PR #85, opened 2018-08-10
Skills

Rohesie:
* Remove the majority of the skill locks, substituting them for ID locks , fumbling time or other penalties.
* Tank access made. Tank is ID locked.
* Dropship had spaghetti locks. Now they are only locked by ID, while lack of pilot skill forbids from optimizing the route and makes operating it slower.
* Riot grenade launchers are ID locked to MPs and Spec weapons to specs. Those with a mind skill can use them without an ID, for Wey-Yu PMCs and other non-marine humans' access is unfinished.
* Smartguns have no locks, but the non-trained user will suffer heavy recoil and accuracy penalties.
* Scouts can use shotguns again.

PR #146, opened 2018-08-19
Big Weapons Rebalance

Rohesie:
Done:
* Pointblank fixed. It had a bug in where the queen/crusher crest was bypassed due to the bullet not having a location nor traveled distance to calculate falloff damage. The +10% damage reduced to weaken a tiny bit the buckshot meta. A melee attack before firing has been added so the bayonet is more useful. Burstfiring pointblank bug is gone, you can stab and spray now.
* Buckshot still kicking ass. Can one-shot in pointblank half the xenos but it's a little less OP than before. A little less falloff to make it useful in mid-range, but a little more negative AP to be less useful against highly-armored targets.
* Flechettes are useful now. Buff in damage and AP. Solid against armored targets, though they spread.
* SMGs buffed in power, but have higher falloff. That means they are powerful at close range, but can't compete with a rifle in the long one.
* Revolver buffed. Main ammo remains as inaccurate and weak as ever, but it has a special effect: stagger and slow. The target won't be able to use special abilities (T1s and T2s only) and will get a tiny slowdown. Both for a small time, but it stacks. It's technically possible to outduel a xeno with akimbo revolvers, but you'll gave to git really good to do that. Marksman ammo had negative AP. Negative AP. Fixed that outrageous monstrosity and turned it positive, as it was probably intended and its description suggested. It's for long (scope) range.
* Slugs don't get a damage boost but they do get the stagger and slowdown effects added. More tactical than damage-dealer.
* Pistol damage and accuracy buffed. They offer the sidearm alternative for medium range, but still a sidearm. Don't expect it to really compete with anything serious. Hollowpoint is similar to a revolver bullet in effect. The rare highpower automag has the shooting speed and stunning effect of a slug-loaded tactical shotgun, but much less accuracy and damage.
* PPSh fires like an inaccurate and weak machinegun from hell. It's fun even if not horribly effective. Though you can kind of kill weak T1s with it.
* The tactical shotgun has been nerfed a little. Less accuracy and damage for the firing speed, not to make it OP with the staggerstun. The HG shotgun survivors get has gotten extra accuracy and lowered scatter at the cost of a little firing speed. As they can get attached a miniscope they are more useful for defenses, as it fits the survivors.
* Extra projectiles now have a scatter chance. Buckshot is still 100% as before, but flechettes are 80% until I make the system a little more elegant.
* Removed two errors which were preventing attachments from affecting falloff damage.
* Rifle regular ammo has been given a little AP to make it competitive and simulate the higher power rifles offer in comparison with other bullets. Not a huge change in statistics. Rifle AP has had its damage lowered so it's less competitive against lowly armored targets than regular ammo, but its penetration increased so it can serve as a queen and crusher counter now that pointblank buckshot is gone. Still won't get you far if you keep shooting their crests though. Rifles get falloff halved, so their long-range is a little more viable.
* Wield delay turned into a soft one: you wield and have a unwield stats until the delay ends, not simply fail to wield. Busy icon added while the marine is stabilizing the wielded gun so you know when it's safe to shoot accurately.
* Attachments reworked: suppressor falloff reduced; bayonet increases size of the gun a little (due to pointblank buff); extended barrel as well, but also reduces scatter a little; recoil compensator has a smaller damage reduction; quickfire shooting speed reduction halved to make it again an option; magnetic harness no longer reduces accuracy; scope now severely increases the burst delay, not just any kind of shooting speed, also causes wield delay; mini-scope has a smaller burst delay; stocks no longer lower the fire rate, but increase the wield delay instead; bipod greatly reduces burst spread and no longer slows down the rate of fire at the cost of a considerable wield delay and increased size of weapon.
* Bipods made more intuitive. They deployed anywhere and gave you penalties but no benefits unless when near a valid support, which you had no feedback about. It now only deploys near a proper support and if you fire it away from one it will retract, warning you and avoiding you further unwanted penalties.

To do:
* Bipod retracts once the user moves, unwields or drops the weapon. Animation for the deployed bipod.


Borisvanmemes:
Doing god's work eh?
also the hell is a PPSh?

Ledwin1233:
Fix the checks big boy

F-OS:
negative ap
>negative ap
**_### negative ap_**

Holy fuck CM coders how do you sleep at night

Lokiki01:
**Scout buff**

- Able to use shotguns again
- Add a bit more firestacks to incendiary ammo
- Return BFA attachment to rifle(It was one of the first nerfs, might be a bit too strong with 4 round burst)
-Add ability to load two magazines into rifle. Swapping between them is unique-action

Lokiki01:
**Sniper buff**

-A bit better ROF (like 0.5 fire delay)
-Return scope usage on load-from-attachment verb
-Add firestacks on incendiary bullets
-Add a bit of damage to marksman ammo, so spec would be able to two-shot mature runners at least
-Rework flak to 'explode' on the tile you click, dealing damage in 8 tiles around. Damage is the same as from marksman bullet but with much less AP

Lokiki01:
**RPG buff**

-Remove explosions from AT rockets, and add damage so it will be able to crit high tier xenos
-Remove 1 tile radius from HE rockets, add more stun and more damage. 
-WP rockets, should leave a bigger flame field after explosion, with strength of flames compared to blueflames
-With buffed AT tockets mini-scope should be removed probably

subject217:
pull requests aren't the right place to suggest balance changes, if you had minor ideas on how to adjust rohesie's existing changes it'd be okay but pretty much everything you've said is way out of scope

Rohesie:
Spec weapons will get their own update eventually as they are still viable and there are more urgent changes to be done. There is a lot to fix, but those suggestions are taken into account for the future.

Scout shotgun-use restriction has been removed here: https://github.com/ColonialMarines-Mirror/ColonialMarines-2018/pull/85
It was a skill-based restriction and thus belongs in that update.

Rohesie:
SMG fires really fast already. You should try it in single-fire to see. If not, the 4-round burst isn't bad either.

ColonialMarinesALPHA.dme
```diff
@@ -1465,6 +1465,5 @@
 #include "interface\skin.dmf"
 #include "maps\Z.01.LV624.dmm"
 #include "maps\Z.02.Admin_Level.dmm"
-#include "maps\Z.03.USS_Almayer.dmm"
```
F-OS: what

Rohesie: I swear to god, what the heck?

code/modules/projectiles/updated_projectiles/gun_helpers.dm
```diff
@@ -191,6 +191,46 @@ As sniper rifles have both and weapon mods can change them as well. ..() deals w
...
 
+/obj/item/weapon/gun/proc/wielded_stable() //soft wield-delay
+	if(world.time > wield_time)
+		return 1
+	else
+		return 0
+		
+/obj/item/weapon/gun/proc/do_wield(mob/user, wield_time) //a poor way to make timed actions show an icon without affecting them until /tg/'s do_mob is ported.
+	var/delay = wield_time - world.time
+	if(!istype(user) || delay <= 0) return FALSE
```
ninjanomnom: Single line control statements like this are a no

code/modules/projectiles/updated_projectiles/gun_helpers.dm
```diff
@@ -191,6 +191,46 @@ As sniper rifles have both and weapon mods can change them as well. ..() deals w
...
+	var/mob/living/L
+	if(istype(user, /mob/living)) L = user
```
ninjanomnom: same as above

code/modules/projectiles/updated_projectiles/gun_system.dm
```diff
@@ -702,34 +707,43 @@ and you're good to go.
...
+								BP.distance_travelled = get_dist(user, M)
+								BP.ammo.on_hit_mob(M, BP)
+								M.bullet_act(BP)
+								cdel(BP)
+
+						projectile_to_fire.ammo.on_hit_mob(M, projectile_to_fire)
+						M.bullet_act(projectile_to_fire)
+						last_fired = world.time
+
+						if(!delete_bullet(projectile_to_fire)) cdel(projectile_to_fire)
```
ninjanomnom: ^

code/modules/projectiles/updated_projectiles/gun_system.dm
```diff
@@ -601,9 +602,13 @@ and you're good to go.
 				projectile_to_fire.accuracy *= config.base_hit_accuracy_mult + config.hmed_hit_accuracy_mult //More accuracy.
 				recoil_comp-- //Less recoil.
 				scatter_chance_mod -= config.med_scatter_value
-				burst_scatter_chance_mod = -2
+				burst_scatter_chance_mod = -3
 				if(prob(30)) projectile_to_fire.damage *= config.base_hit_damage_mult + config.low_hit_damage_mult//Lower chance of a damage buff.
 				if(i == 1) to_chat(user, "<span class='notice'>Your bipod keeps [src] steady!</span>")
```
ninjanomnom: fix this while you're here as well

code/modules/projectiles/updated_projectiles/gun_system.dm
```diff
@@ -692,44 +716,57 @@ and you're good to go.
...
+						apply_bullet_effects(projectile_to_fire, user) //We add any damage effects that we need.
+						projectile_to_fire.dir = get_dir(user, M)
+						projectile_to_fire.distance_travelled = get_dist(user, M)
+						simulate_recoil(1, user)
+
+						if(projectile_to_fire.ammo.bonus_projectiles_amount)
+							var/obj/item/projectile/BP
+							for(var/i = 1 to projectile_to_fire.ammo.bonus_projectiles_amount)
+								BP = rnew(/obj/item/projectile, M.loc)
+								BP.generate_bullet(ammo_list	[projectile_to_fire.ammo.bonus_projectiles_type])
```
ninjanomnom: Mistaken space?

code/modules/projectiles/updated_projectiles/gun_attachables.dm
```diff
@@ -267,27 +270,27 @@ obj/item/attachable/attack_hand(var/mob/user as mob)
...
+			S.remove_from_storage(src)
+		if(loc == user)
+			user.drop_inv_item_on_ground(src)
+		var/obj/item/weapon/combat_knife/F = new(src.loc)
+		user.put_in_hands(F) //This proc tries right, left, then drops it all-in-one.
+		if(F.loc != user) //It ended up on the floor, put it whereever the old flashlight is.
+			F.loc = src.loc
+		cdel(src) //Delete da old bayonet
+	else
+		. = ..()
```
ninjanomnom: If it's the last line `return ..()`

code/modules/projectiles/updated_projectiles/ammo_datums.dm
```diff
@@ -712,159 +817,158 @@
...
-				if(M:fire_immune) continue
+/datum/ammo/rocket/wp/drop_flame(turf/T)
+	if(!istype(T)) return
+	smoke.set_up(1, T)
+	smoke.start()
+	if(locate(/obj/flamer_fire) in T) return
+	new /obj/flamer_fire(T, pick(15, 20, 25, 30))
+	for(var/mob/living/carbon/M in range(3, T))
+		if(istype(M,/mob/living/carbon/Xenomorph))
+			if(M:fire_immune) continue
```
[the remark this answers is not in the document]
ninjanomnom: Also single line control statement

* * * * *

In the listing above, each line with the word "offer" is to be copied out.

(Written answer):
* Pistol damage and accuracy buffed. They offer the sidearm alternative for medium range, but still a sidearm. Don't expect it to really compete with anything serious. Hollowpoint is similar to a revolver bullet in effect. The rare highpower automag has the shooting speed and stunning effect of a slug-loaded tactical shotgun, but much less accuracy and damage.
* Rifle regular ammo has been given a little AP to make it competitive and simulate the higher power rifles offer in comparison with other bullets. Not a huge change in statistics. Rifle AP has had its damage lowered so it's less competitive against lowly armored targets than regular ammo, but its penetration increased so it can serve as a queen and crusher counter now that pointblank buckshot is gone. Still won't get you far if you keep shooting their crests though. Rifles get falloff halved, so their long-range is a little more viable.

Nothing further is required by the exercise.